My days are like a shadow that declineth.
Psalm 102:11
Words: David Nelson, 1835.
Music: Shining City George F. Root, 1855 (🔊 pdf nwc).
Mr. Nelson was a surgeon in the army during the War of 1812. Afterward he entered the ministry, preached in Tennessee and Kentucky, and later moved to Missouri, where he opened a plantation.
There he heard an address on the evils of slavery that changed his views.
I will live on roast potatoes and salt before I will hold slaves!he declared. He advocated colonization of the negroes.This brought down upon him the wrath of his slave-holding neighbors, who drove him from his home and pursued him through the woods and swamps for three days and nights.

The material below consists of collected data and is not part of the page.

PR #4991, opened 2026-04-09
fix: plural "windows" when session has only one window

afterfiveguy:
### Summary
Fix plural "windows" string output displayed when session has only one window 

### The bug
Simple plural "windows" is displayed instead of single "window"

### How i found it
I just created a new session and when listing it it should have displayed "1 window" instead I saw the plural "windows"

### Fix

Use conditional format to choose what display in list-sessions choose-tree output (instead of "1 windows" it's now "1 window")

### Platform
I'm on macos but Its the same on other platforms

### Before Fix / After Fix
Screenshot 2026-04-09 at 8 15 19 AM

### DIFF
--- a/cmd-list-sessions.c
+++ b/cmd-list-sessions.c
@@ -29,7 +29,7 @@
  */
 
 #define LIST_SESSIONS_TEMPLATE				\
-	"#{session_name}: #{session_windows} windows "	\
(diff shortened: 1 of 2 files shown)


nicm:
No this has come up before and it is too much hassle to do everywhere for no real purpose.

afterfiveguy:
Fair enough. This can be closed then.

PR #4993, opened 2026-04-09
Sanitize strings embedded in OSC escape sequences

### LINKED ISSUE #4992: set-titles with #{pane_title} corrupts outer terminal when title contains control characters
## System info

```
Linux x86_64
tmux 3.6a
tmux-256color (inside tmux), xterm-256color (outside)
```

- Platform: Linux (RHEL 9)
- Terminal: Windows Terminal via SSH (Remote-SSH)
- $TERM outside tmux: `xterm-256color`
- $TERM inside tmux: `tmux-256color`

## Description

When `set-titles` is `on` and `set-titles-string` references `#{pane_title}` (or `#T`), the expanded string is written raw into the OSC 0 sequence sent to the outer terminal via `tty_set_title()`. If the pane title contains C0 control characters, they can:

- Inject new escape sequences (ESC, 0x1B)
- Prematurely terminate the OSC sequence (BEL, 0x07)
- Corrupt the outer terminal's escape sequence parser

This causes the outer terminal to desync — mouse SGR sequences appear as literal text (e.g. `0;145;20M0;145;20m`), the prefix key stops working, and clicking panes produces garbage output.

## Steps to reproduce

Minimal config (`tmux -Ltest -f/dev/null new`, then set options):

```
set -g set-titles on
set -as terminal-features ',xterm-256color:hyperlinks'
set -g set-titles-string "#S / #W / #{pane_title}"
```

Then run a program that sets a pane title containing characters whose presence triggers the issue. In my case, the program was Claude Code which sets its pane title via OSC 0.

## Root cause

`tty_set_title()` in `tty.c` writes the title string raw between TSL (`\033]0;`) and FSL (`\a`):

```c
tty_putcode(tty, TTYC_TSL);
tty_puts(tty, title);
tty_putcode(tty, TTYC_FSL);
```

The title comes from `format_expand_time()` in `server_client_set_title()` which expands `#{pane_title}` to the raw stored pane title. No sanitization is applied before embedding the string in the OSC sequence.

By contrast, `screen_set_path()` already sanitizes paths using `utf8_stravis()` with `VIS_OCTAL|VIS_CSTYLE|VIS_TAB|VIS_NL` before storing them, but `screen_set_title()` only validates UTF-8 via `utf8_isvalid()`.

## Fix

I've submitted a PR with a fix that adds `utf8_sanitize_osc()` to `utf8.c` — a function that strips C0 control characters (0x00-0x1f) and DEL (0x7f) while preserving valid UTF-8 multibyte characters. `tty_set_title()` and `tty_set_path()` call this function before writing between TSL/FSL.

The approach follows the same `utf8_open()`/`utf8_append()` iteration pattern used by the existing `utf8_sanitize()` function.

chris-monardo:
## Summary

Fixes #4992

When `set-titles` is on and `set-titles-string` includes `#{pane_title}`, the expanded title is written raw into the OSC 0 sequence sent to the outer terminal. C0 control characters in the title can inject escape sequences or prematurely terminate the OSC, corrupting the outer terminal's parser.

## Changes

- Call `utf8_stravis()` in `tty_set_title()` and `tty_set_path()` before writing between TSL/FSL, using `VIS_OCTAL|VIS_CSTYLE|VIS_TAB|VIS_NL` — the same flags used for session names, window names, and paths elsewhere in tmux.

## Test plan

- Set `set-titles on` and `set-titles-string "#S / #W / #{pane_title}"`
- Open a pane where a program sets a title containing control characters
- Verify: no mouse corruption, title displays in outer terminal, prefix key works
- Verify: titles with plain ASCII and Unicode display correctly

### DIFF
--- a/tmux.h
+++ b/tmux.h
@@ -3533,6 +3533,7 @@ int		 utf8_strvis(char *, const char *, size_t, int);
 int		 utf8_stravis(char **, const char *, int);
 int		 utf8_stravisx(char **, const char *, size_t, int);
 char		*utf8_sanitize(const char *);
+char		*utf8_sanitize_osc(const char *);
 size_t		 utf8_strlen(const struct utf8_data *);
 u_int		 utf8_strwidth(const struct utf8_data *, ssize_t);
 struct utf8_data *utf8_fromcstr(const char *);
--- a/tmux.h
+++ b/tmux.h
@@ -3533,7 +3533,6 @@ int		 utf8_strvis(char *, const char *, size_t, int);
 int		 utf8_stravis(char **, const char *, int);
 int		 utf8_stravisx(char **, const char *, size_t, int);
 char		*utf8_sanitize(const char *);
-char		*utf8_sanitize_osc(const char *);
 size_t		 utf8_strlen(const struct utf8_data *);
 u_int		 utf8_strwidth(const struct utf8_data *, ssize_t);
 struct utf8_data *utf8_fromcstr(const char *);
--- a/tty.c
+++ b/tty.c
@@ -730,7 +730,7 @@ tty_set_title(struct tty *tty, const char *title)
 	    !tty_term_has(tty->term, TTYC_FSL))
 		return;
 
-	sanitized = utf8_sanitize_osc(title);
+	utf8_stravis(&sanitized, title, VIS_OCTAL|VIS_CSTYLE|VIS_TAB|VIS_NL);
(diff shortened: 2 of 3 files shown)


nicm:
Thanks, I think this should use utf8_stravis not a new function.

chris-monardo:
> Thanks, I think this should use utf8_stravis not a new function.

I think it should be ready now.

Finally he came out on the banks of the Mississippi River opposite Quincy, Illinois. By signs he made known his condition to friends there, and then hid in the bushes to await the approach of night.
As he lay there in danger of being captured every moment, the land of freedom in plain sight, with the swiftly gliding waters between, the lines of this hymn began to form in his mind, and he wrote them down on the back of a letter he had in his pocket.

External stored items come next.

PR #4996, opened 2026-04-09
Translate keypad keys to text in prompt input

barrettruth:
Translate keypad keys to text in prompt input.

While testing `command-prompt` with keypad input, I noticed prompt entry bypasses the normal pane key translation path. This PR is related to #4977 but doesn't fully fix it.

Keypad keys arrive as `KEYC_KP_*` rather than actual printable chars. Plain prompts, `-N` and `-1` do not handle keypad entry either.

## Implementation

just normalize unmodified keypad keys` before prompt processing, so prompts then see keypad input as its printable equivalent. For example, consider `KPEnter`, which now reaches the existing prompt accept path as an ordinary `Enter` instead of being an unhandled key.

I tested this a bunch with a local tmux build, including `-1`, `-N` `-k`, keypad punctuation (`KP{.,/,*,+,-}`)

### DIFF
--- a/regress/tty-keys.sh
+++ b/regress/tty-keys.sh
@@ -60,6 +60,31 @@ assert_key () {
 
 }
 
+assert_prompt () {
+	flags=$1
+	keys=$2
+	expected=$3
+
+	$TMUX2 command-prompt $flags 'display-message -pl "%1"' > "$TMP" &
+	sleep 0.05
+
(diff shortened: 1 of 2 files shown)


nicm:
Thanks, this looks good to me. The OpenBSD tree is currently locked for release but I'll apply this once it is open again.

nicm:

The voices of the vengeful pursuers were heard in the woods about him. Once they strode by the very clump of bushes in which he was concealed, and even poked their guns into separate the branches; but they failed to notice him.
Several members of the Congregational church of Quincy came over in the evening in a canoe, and began fishing near his hiding-place. When they had located this exactly they gave a signal, and drawing near to the shore, met him as he rushed down the water’s edge.
They got him safely to the Illinois side, but were discovered and followed by the slaveholders, who demanded his surrender. But they were informed that Mr. Nelson was now in a free State, and that nothing should molest him.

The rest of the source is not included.